▶ TASK TO CARRY OUT: Determine how many lines in these records hold "flatpaks". Only the number is wanted.

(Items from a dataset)

Issue #4767, opened 2015-10-30
cinnamon-control-center can not load panel module


kronolio:
Loading Calendar module and Keyboard module
/usr/share/cinnamon/cinnamon-settings/bin/capi.py:53: Warning: instance of invalid non-instantiatable type 'CcDateTimePanel'
  return GObject.new(panel_type)

crash cinnamon-control-center

==================================

Display module
/usr/share/cinnamon/cinnamon-settings/bin/capi.py:53: Warning: invalid cast from 'CcDisplayPanel' to '<invalid>'
  return GObject.new(panel_type)
/usr/share/cinnamon/cinnamon-settings/bin/capi.py:53: Warning: instance of invalid non-instantiatable type 'CcDisplayPanel'
  return GObject.new(panel_type)

====================================

list /usr/lib{64}/cinnamon-control-center-1/panels/
-rwxr-xr-x 1 root root  56K окт 28 23:20 libcolor.so
-rwxr-xr-x 1 root root  72K окт 28 23:20 libdate_time.so
-rwxr-xr-x 1 root root  81K окт 28 23:20 libdisplay.so
-rwxr-xr-x 1 root root 561K окт 28 23:20 libnetwork.so
-rwxr-xr-x 1 root root  73K окт 28 23:20 libregion.so
-rwxr-xr-x 1 root root 193K окт 28 23:20 libsoundnua.so
-rwxr-xr-x 1 root root  36K окт 28 23:20 libuniversal-access.so

os: gentoo
cinnamon: 2.8.2

lisuml:
Similar problems on cinnamon 2.8.2 on Manjaro Linux. Affected settings modules:

* Accessibility
* Date & Time
* Color
* Display
* Graphics Tablet
* Networking

kronolio:
How to fix it? This is upstream bug?

lisuml:
@kronolio: If you are on x86_64 can you check if your `/usr/lib64` is a symlink to `/usr/lib` please?

kronolio:
os:gento64 multilib
in gentoo 
/usr/lib64 is a directory
/usr/lib symlynk to /usr/lib64

ls -alh /usr/lib
lrwxrwxrwx 1 root root 5 июл 24  2014 /usr/lib -> lib64

kronolio:
paths += ["/usr/lib/x86_64", "/usr/lib/x86_64-linux-gnu"]
            if not os.path.islink("/usr/lib"):
[...]

PR #4822, opened 2015-11-13
#4767: Handle situations when /usr/lib64 is a symlink to /usr/lib and…

lisuml:
… vice versa on some distributions causing modules are being loaded multiple times


lisuml:
Not sure if you are OK with the change, but it at least fixes the issue on Gentoo and Manjaro (probably Arch users will be happy too).

clefebvre:
Looks good to me.

I don't see how it could be an issue. I'll just test it just in case but it's very likely to be merged.

dalcde:
I can confirm this fixes#4767

Issue #4357, opened 2015-06-23
cinnamon 2.6.9 keyboard applet cannot use flags to display current layout


petrucci4prez:
Keyboard applet no longer displays a flag for the current keyboard layout (only "en" for english for example) This occurs regardless of the configuration setting. Downgrading to 2.6.8 solves issue

EmergReanimator:
I have made small patch for this which works for me.

$ diff -u  applet.js /usr/share/cinnamon/applets/keyboard\@cinnamon.org/applet.js
--- applet.js	2015-07-11 20:47:40.000000000 +0200
+++ /usr/share/cinnamon/applets/keyboard@cinnamon.org/applet.js	2015-07-11 20:54:05.000000000 +0200
@@ -139,7 +139,7 @@
         for (let i = 0; i < groups.length; i++) {
             let icon_name = this._config.get_group_name(i);
             let actor;
-            if (this._showFlags && this.icon_theme.has_icon(icon_name))
+            if (this._showFlags)
                 actor = new St.Icon({ icon_name: icon_name, icon_type: St.IconType.FULLCOLOR, style_class: 'popup-menu-icon' });
             else
                 actor = new St.Label({ text: short_names[i] });
@@ -171,7 +171,7 @@
         let selectedLabel = this._labelActors[selected];
 
         this.set_applet_tooltip(item._long_name)
-        if (this._showFlags && this.icon_theme.has_icon(item._icon_name)) {
+        if (this._showFlags) {
             this.set_applet_icon_name(item._icon_name);
             this.set_applet_label("");
         } else {

leigh123linux:
This commit breaks it

https://github.com/linuxmint/Cinnamon/commit/e6c3fd9fb247f08e65b316540c2b0e5fd6de65f4

perfect7gentleman:
EmergReanimator, thanx for patch

JosephMcc:
That commit only breaks things under some newer gtk versions. Gtk.IconTheme.has_icon() returns the incorrect value for some reason. Either it's behavior was changed or there is a bug which needs to be fixed in gtk. Works fine under gtk3.10

Rolice:
The patch worked for me as it seems the bug is still present in the current version, thanks @EmergReanimator . I wonder why the release contain such a malfunction (extra logic check within some icon theme)? Does this patch keep the consistency? Why it is not still applied in the master release?

JosephMcc:
[...]

PR #4838, opened 2015-11-18
#4357: Replace has_icon method with lookup_icon one to fix missing fl…

lisuml:
…ags icons in keyboard applet

Not sure why `has_icon` returns false for not built-in icons while `lookup_icon` finds them without a problem.


lisuml:
By the way, I was experiencing the issue when gtk3-3.18.5.

Issue #8285, opened 2019-01-12
LMDE3 Cinnamon 4.0.9 cinnamon-settings power crash and power applet unable to get battery state.


smurphos:
```
 * Cinnamon version 4.0.9
 * Distribution - LMDE3
 * Graphics hardware *and* driver used
Graphics:  Card: InnoTek Systemberatung VirtualBox Graphics Adapter
           bus-ID: 00:02.0 chip-ID: 80ee:beef
           Display Server: X.Org 1.19.2 drivers: modesetting (unloaded: fbdev,vesa)
           Resolution: 1360x768@59.80hz
           GLX Renderer: Chromium
           GLX Version: 2.1 Chromium 1.9 Direct Rendering: Yes
 * 64 bit
 * Attach /home/<username>/.xsession-errors, or /var/log/syslog
 ```

**Issue**
The power settings module is crashing in LMDE3 following update to Cinnamon 4.0.9. I've reproduced this issue in a Virtualbox install - however a couple of users on bare-metal have also reported it at the Mint forum - see https://forums.linuxmint.com/viewtopic.php?f=247&t=285476. On the same hardware in another virtualbox install main edition 19.1 is not showing the problem. The power applet is also unable to detect a battery state. Both worked fine on Cinnamon 3.8.6.

LMDE
```
UPower client version 0.99.4
UPower daemon version 0.99.4
```
Mint 19.1
```
UPower client version 0.99.7
UPower daemon version 0.99.7
```

Please see pastebin link for output of cinnamon-settings power, upower -e, upower -d, xsession-errors and syslog. I've got no mintreport in LMDE to get a crash log

https://pastebin.com/4eQqrKK2

**Steps to reproduce**

Launch power settings from menu, power applet or via cinnamon-settings power

**Expected behaviour**

No crash.

**Other information**

smurphos:
Can be resolved by manually installing the following from the buster repos.

libupower-glib3_0.99.9-2
gir1.2-upowerglib-1.0_0.99.9-2

smurphos:
upower_0.99.9-2 is also needed to allow the power applet to display the power state in its pop-up menu.

mhd-malek:
> upower_0.99.9-2 is also needed to allow the power applet to display the power state in its pop-up menu.

The 3 packages already installed and same problem

pioruns:
Confirming. Using real hardware, fresh install LMDE Cindy.

[...]

PR #8493, opened 2019-04-04
Fix settings power module in LMDE 3

clefebvre:
Debian's version of UPowerGlib doesn't have DeviceLevel.FULL/HIGH/NORMAL...

### DIFF
--- a/files/usr/share/cinnamon/cinnamon-settings/modules/cs_power.py
+++ b/files/usr/share/cinnamon/cinnamon-settings/modules/cs_power.py
@@ -471,7 +471,14 @@ class Module:
         self.battery_label_size_group.add_widget(label_box)
         hbox.pack_start(label_box, False, False, 0)
 
-        if battery_level == UPowerGlib.DeviceLevel.NONE:
+        battery_level_detection = True
+        try:
+            UPowerGlib.DeviceLevel.FULL
+        except:
+            print("UPowerGlib doesn't support UPowerGlib.DeviceLevel.FULL, looks like an old version. Skipping battery level detection.")
+            battery_level_detection = False
+
+        if battery_level == UPowerGlib.DeviceLevel.NONE or not battery_level_detection:
             label = Gtk.Label()
             label.set_markup("%d%%" % int(percentage))
             label.set_size_request(30, -1)


clefebvre:
This is an attempt to fix https://github.com/linuxmint/cinnamon/issues/8285... it probably needs more work, because we seem to get an int when calling set_device_battery_primary(). See the traceback:

```
$ cinnamon-settings power
True
Using pam module (python3-pampy)
Loading Power module
  File "/usr/share/cinnamon/cinnamon-settings/cinnamon-settings.py", line 619, in <module>
    window = MainWindow()
  File "/usr/share/cinnamon/cinnamon-settings/cinnamon-settings.py", line 329, in __init__
    self.go_to_sidepage(cat, path, user_action=False)
  File "/usr/share/cinnamon/cinnamon-settings/cinnamon-settings.py", line 133, in go_to_sidepage
    sidePage.build()
  File "/usr/share/cinnamon/cinnamon-settings/bin/SettingsWidgets.py", line 123, in build
  File "/usr/share/cinnamon/cinnamon-settings/modules/cs_power.py", line 186, in on_module_selected
    self.build_battery_page()
  File "/usr/share/cinnamon/cinnamon-settings/modules/cs_power.py", line 291, in build_battery_page
    primary_settings.add_row(self.set_device_battery_primary(device))
  File "/usr/share/cinnamon/cinnamon-settings/modules/cs_power.py", line 379, in set_device_battery_primary
    details = UPowerGlib.Device.state_to_string(state)
TypeError: Expected a UPowerGlib.DeviceState, but got int
```

My commit above doesn't fix that.

While trying to reproduce the issue, I bumped into the fact that LMDE's version of the lib didn't support DeviceLevel.FULL/HIGH/NORMAL, so I fixed that.

Another fix needed is to do something similar in the applet.

@mtwebster can you have a look, see if you like my fix and if we go that way? Don't hesitate to add/revert as you see fit.

mtwebster:
I changed the c-s-d power module to prevent this from happening in the first place: https://github.com/linuxmint/cinnamon-settings-daemon/commit/4842c2d8013577ff323732f0a384815a4a150afa

It seemed the easier fix (and there was still a runtime warning about the missing property that would have needed to be fixed anyhow).

mtwebster:
This should be unnecessary now.

PR #8502, opened 2019-04-09
cinnamon-doc-system: Switch back to GSList

jaszhix:
GSList usage seems to perform better in CinnamonDocSystem. This switches back to it while preserving the warning reductions with appropriate casting, and the prepend + reverse trick. Not seeing any GCC warnings from cinnamon-doc-system.c.

Measurements:

image

https://openbenchmarking.org/result/1904086-SP-APRIL848805&obr_sor=y

### DIFF
--- a/src/cinnamon-doc-system.c
+++ b/src/cinnamon-doc-system.c
@@ -23,7 +23,7 @@ static guint signals[LAST_SIGNAL] = { 0 };
 
 struct _CinnamonDocSystemPrivate {
   GtkRecentManager *manager;
-  GList *infos_by_timestamp;
+  GSList *infos_by_timestamp;
 
   guint idle_recent_changed_id;
 };
@@ -45,7 +45,7 @@ static const int MAX_RECENT_ITEMS = 20;
  *
  * Returns: (transfer none) (element-type GtkRecentInfo): Cached recent file infos
  */
-GList *
+GSList *
 cinnamon_doc_system_get_all (CinnamonDocSystem    *self)
 {
   return self->priv->infos_by_timestamp;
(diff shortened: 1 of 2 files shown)


collinss:
Not that I'm doubting you, but did you by chance test this with both a big and a small list? It's always possible with this sort of thing that one method is better for small lists while another is better for large ones (especially when sorting is involved like it is here). If that's the case here then we should consider which one has the more significant gains before deciding which method to use.

Also, in this case I would think logging the run time of these functions give us a better picture of what's going on in this case. (I'm not an expert in benchmarking, mind you, but I am a scientist, and the general rule of thumb for getting the most accurate data is to eliminate as many sources of noise as possible.)

jaszhix:
I think the biggest problem is that this is getting called when any files change, and so it's keeping the thread busy when a lot of file I/O is happening. This can explain why some people experience latency from the original change, and others do not. Since this runs on the same thread as the compositor, the increased latency is visible. It might be a good idea to split this into another process somehow, and then have Cinnamon lazy load it from cache as needed.

brownsr:
This is actually really interesting.  I like to get rid of warning
messages,  they clutter up build files and occasionally indicate something
that is a real problem. That was the case here, glist and glist structures
were being mixed up. That could well segfault in a different architecture,
compiler, compiler version, change to the data structures or perhaps to
changes to glib internals. It's not safe practice unless designed for (like
in gobject structures I presume). No way a change to an in memory list of
twenty elements should be having anything more than a miniscule performance
effect, for something that is intended to track recently modified files. If
you are seeing an effect then that would seem to imply that the routine is
being called vastly more than it should be, eg on any file access rather
than on changes. Perhaps.  I am on mobile so can't go digging into it now.
If so then investigating that might be a profitable thing to look at.

brownsr:
Sorry, autocorrect strikes again. 'glist and glist' should be 'glist and
gslist '

jaszhix:
The structs are compatible and use the same free functions if you dig into glib deep enough. While I agree this is potentially an issue, up until now we haven't had any bugs related to this as far as I can tell. I generally prefer to look at a problem and then try to find a solution, but when doing that in reverse and touching up warnings without a known issue associated, in old stable code, it makes me a little nervous.

> No way a change to an in memory list of twenty elements should be having anything more than a miniscule performance effect, for something that is intended to track recently modified files. If you are seeing an effect then that would seem to imply that the routine is being called vastly more than it should be

That's outside of the scope of this PR. I agree, but until we can figure that part out this restores performance to where it was before. I would spend more time benchmarking but I'm out of time. I run docker, resilio sync, and have a ton of file IO in the background, this function is constantly getting called. Please don't take this partial revert personally, I'm just trying to make cinnamon usable for me.

brownsr:
Oh I don't take it personally at all, and I don't have issues with it. I
just find it interesting that it has probably exposed a significant
underlying issue.  Which can be addressed later ;-)

PR #8547, opened 2019-05-06
theme settings: Add capability to override the active theme's scrollbar size and click behavior

mtwebster:
Pretty much done.  Only remaining concerns:

- A 1.5 default multiplier is used for gtk2 programs.  The size there is applied to the entire widget's size, not just the 'handle bar'.  In gtk3, the value applies just to the handle.  1.5 looks good for Mint-Y, not so much in Mint-X.
- The multiplier can be changed via a hidden gsettings key.  We could use baked-in multipliers for known themes?
- hidpi - gtk2 is not scaled, so given a 1.5 multiplier for normal dpi, you'd need a 3.0 multiplier for hidpi mode so gtk2 programs look correct.  For now nothing is done here - should there be an extra switch to 'compensate for hidpi', or, when the settings is changed in cinnamon-settings, check for hidpi then and compensate.  (This would only 'fix' things once the setting is altered)
- should this affect cinnamon?

image


smurphos:
Would it make sense to also move the Overlay scroll bars toggle from Effects to the Themes GUI so all the scrollbar related settings are in one place?

mtwebster:
Thanks, you're right.

Got a little more carried away:
Screenshot from 2019-05-06 21-11-08

The little test widget updates when the settings are changed, to reflect whatever is active.  In the end the user will have to either log out and back in, or restart all programs.  There will need to be a note to that effect I suppose.

I may look into gtk2 scrollbar width adjustment, programs using that toolkit are less and less common, but are still around.

mtwebster:
Added a restart recommendation:
Screenshot from 2019-05-18 23-09-50

Not entirely sure I'm happy with it though.

lestcape:
>  all the more important to be able to show a demo widget?

If you don't find how to show a real demo widget, probably one way you have is draw the result instead of create a real widget. I think in python draw Gtk widget to a Cairo context will work well (in gjs is not working yet). The idea of make it in that way was taken from the Firefox code and also from how Mutter is render the title bar. So, the credit of this idea is from this projects.

As an example, this attempt to display the window buttons in that way was wrote in gjs, but can easily be ported to Python:
https://stackoverflow.com/questions/50313744/how-to-darwing-the-window-buttons-from-a-gtk-context-in-gjs
https://gitlab.gnome.org/GNOME/gjs/issues/167

mtwebster:
Hi @lestcape I just ended up using a GtkPlug/Socket for now (files/usr/share/cinnamon/cinnamon-settings/bin/scrollbar-test-widget.py) - it's not the greatest (there's a flicker when it reloads itself that's sort of unavoidable) but it does the job and was fairly simple.

It's not wayland compatible I'm sure but that's not a bridge I need to cross right now :)

lestcape:
Ah okay, it's good that you've already found a way... I only provided some ideas but i can not ensure it really will be functional at all as is not tested by me specifically for what you want to do.

**Note:** I do not know who get the idea about to control the style of Gtk in real time, but I think this it's a very good idea. Mainly, because things like [that](https://stopthemingmy.app/) happens.  Thankfully here there is a counterpart that gives to the user the freedom to modify a Gtk theme. To me it's very nice to see this pull. So, please make it happens...

Have a good day ahead...

PR #8550, opened 2019-05-09
Create unique names for desktop apps with duplicate display names.

mtwebster:
need to:

- ~~prettify exec or flatpak names (capitalize, strip paths)~~
- ~~handle OnlyShowIn/NotShowIn cases with identical executables (i.e. nautilus has two - one for gnome/unity, another for *not* gnome/unity.  Cinnamon-menus accepts both as valid for a cinnamon session.~~
- ~~implement a hardcoded list if necessary for corner cases~~
- optimize

### DIFF
--- a/files/usr/share/cinnamon/applets/menu@cinnamon.org/applet.js
+++ b/files/usr/share/cinnamon/applets/menu@cinnamon.org/applet.js
@@ -2276,10 +2276,9 @@ class CinnamonMenuApplet extends Applet.TextIconApplet {
         while ((nextType = iter.next()) != CMenu.TreeItemType.INVALID) {
             if (nextType == CMenu.TreeItemType.ENTRY) {
                 let entry = iter.get_entry();
-                let appInfo = entry.get_app_info();
-                if (appInfo && !appInfo.get_nodisplay()) {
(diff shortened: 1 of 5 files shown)


mtwebster:
Some sample behavior:

Screenshot from 2019-05-18 22-01-50
Screenshot from 2019-05-18 22-00-31
Screenshot from 2019-05-18 22-00-47

- Some flatpak apps distinguish themselves without the need for our interference (nautilus 3.28)
- We never show the executable name for flatpaks for now, only 'Flatpak'.  This is mainly because
  the normal executable name we'd get from their desktop file will always be 'flatpak' (the launcher).
  We could try to tease out the actual name from the Exec string, but I'm not sure how reliable it would
  be...
- unrelated, flatpaks mask normal apps if they share the same desktop file name (regardless of their
  full path).  This could be fixed in cinnamon-menus, but I'm not sure really how large a problem it
  will be, to be worth dealing with.
- For now, it's assumed there will only be a single flatpak version of anything.  It's quite possible for a
  user to have added other repos (like nightly or dev channels) that would make duplicates of flatpaks.
  Still looking into this a bit..

PR #8555, opened 2019-05-11
Workspace switcher: shade labels of empty workspaces in simple button mode

pwfrank:
- Darkens labels of empty workspaces in "simple buttons" mode. Workspaces with only minimized windows are considered "not empty"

▶ EXERCISE RESULT: 3